(Stored data)
━━━━━━━━━━━━━━━━━━━━

PR #21, opened 2019-06-03
Encounter age

joverlee521:
This PR pulls age out of the encounter details into a column for the encounter table. 

After much discussion with @tsibley, we decided that the best data type for the age column is [intervals](https://www.postgresql.org/docs/11/datatype-datetime.html#DATATYPE-INTERVAL-INPUT), since it is much more human-readable than large numbers in months or age in floats. 

Public functions are created to convert the intervals to numeric values in both months and years. These are used in the modeling views since the modeling teams have a preference for numeric types.

### DIFF
--- a/lib/seattleflu/db/cli/command/etl/clinical.py
+++ b/lib/seattleflu/db/cli/command/etl/clinical.py
@@ -23,7 +23,7 @@ LOG = logging.getLogger(__name__)
 # clinical records lacking this revision number in their log.  If a
 # change to the ETL routine necessitates re-processing all clinical records,
 # this revision number should be incremented.
-REVISION = 1
+REVISION = 2
 
 
 @etl.command("clinical", help = __doc__)
@@ -111,6 +111,7 @@ def etl_clinical(*, action: str):
                     encountered     = record.document["encountered"],
                     individual_id   = individual.id,
                     site_id         = site.id,
+                    age             = age(record.document),
                     details         = encounter_details(record.document))
 
                 sample = update_sample(db,
@@ -188,13 +189,27 @@ def sex(sex_name) -> str:
 
     return sex_map.get(sex_name, "other")
 
+
+def age(document: dict) -> str:
+    """
+    Given a *document*, retrieve age value and 
+    return as a string to fit the interval format.
+
+    If no value is given for age, then will just return None.
+    """
+    age = document.get("age")
+    if age is None:
+        return None
+    return f"{float(age)} years"
+
+
 def encounter_details(document: dict) -> dict:
     """
     Describe encounter details in a simple data structure designed to be used
     from SQL.
     """
     return {
-            "age": age(document.get("age")),
+            "age": age_to_delete(document.get("age")), # XXX TODO: Remove age from details
             "locations": {
                 "home": {
                     "region": document.get("census_tract"),
@@ -209,15 +224,14 @@ def encounter_details(document: dict) -> dict:
             },
         }
 
-def age(age: float) -> dict:
+def age_to_delete(age: float) -> str:
     """
+    TODO: Delete this function once we remove age from details
     Given an *age*, return a dict containing its 'value' and a boolean for
     'ninetyOrAbove'.
-
     Currently applys math.ceil() to age to match the age from Audere.
     This may change in the future as we push to report age in months for
     participants less than 1 year old.
-
     If no value is given for *age*, then will just retun None.
     """
     if age is None:
@@ -227,6 +241,7 @@ def age(age: float) -> dict:
         "value": min(ceil(age), 90),
         "ninetyOrAbove": ceil(age) >= 90
     }
+
 
 def race(race_name: str) -> list:
     """
--- a/lib/seattleflu/db/cli/command/etl/enrollments.py
+++ b/lib/seattleflu/db/cli/command/etl/enrollments.py
@@ -22,7 +22,7 @@ LOG = logging.getLogger(__name__)
 # lacking this revision number in their log.  If a change to the ETL routine
 # necessitates re-processing all enrollments, this revision number should be
 # incremented.
-REVISION = 3
+REVISION = 4
 
 
 @etl.command("enrollments", help = __doc__)
@@ -113,6 +113,7 @@ def etl_enrollments(*, action: str):
                     encountered     = enrollment.document["startTimestamp"],
                     individual_id   = individual.id,
                     site_id         = site.id,
+                    age             = age(enrollment.document),
                     details         = encounter_details(enrollment.document))
 
                 # Find existing collected samples, or create skeletal sample
@@ -276,6 +277,7 @@ def upsert_encounter(db: DatabaseSession,
                      encountered: str,
                      individual_id: int,
                      site_id: int,
+                     age: str,
                      details: dict) -> Any:
     """
     Upsert encounter by its *identifier*.
@@ -287,6 +289,7 @@ def upsert_encounter(db: DatabaseSession,
         "encountered": encountered,
         "individual_id": individual_id,
         "site_id": site_id,
+        "age": age,
         "details": Json(details),
     }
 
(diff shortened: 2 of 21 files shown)


joverlee521:
[Model age relationally on encounters](https://trello.com/c/JGBt1wsW/78-model-age-relationally-on-encounters)

lib/seattleflu/db/cli/command/etl/enrollments.py
```diff
@@ -320,6 +326,20 @@ def upsert_encounter(db: DatabaseSession,
     return encounter
 
 
+def encounter_age(age_dict: dict) -> str:
+    """
+    Interpret the age of the individual at the time of encounter.
+    Converts age value from int to string to fit interval format. 
+    """
+    if not age_dict:
+        return None
```
kairstenfay: I think using `age_dict.get("value")` should handle lines 334-335.

joverlee521: I kept this line because age_dict.get() errors out if the input is a None value

schema/deploy/functions/age_conversion.sql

━━━━━━━━━━━━━━━━━━━━

Your answer should be only a number: how many lines in the records hold the word "their".

2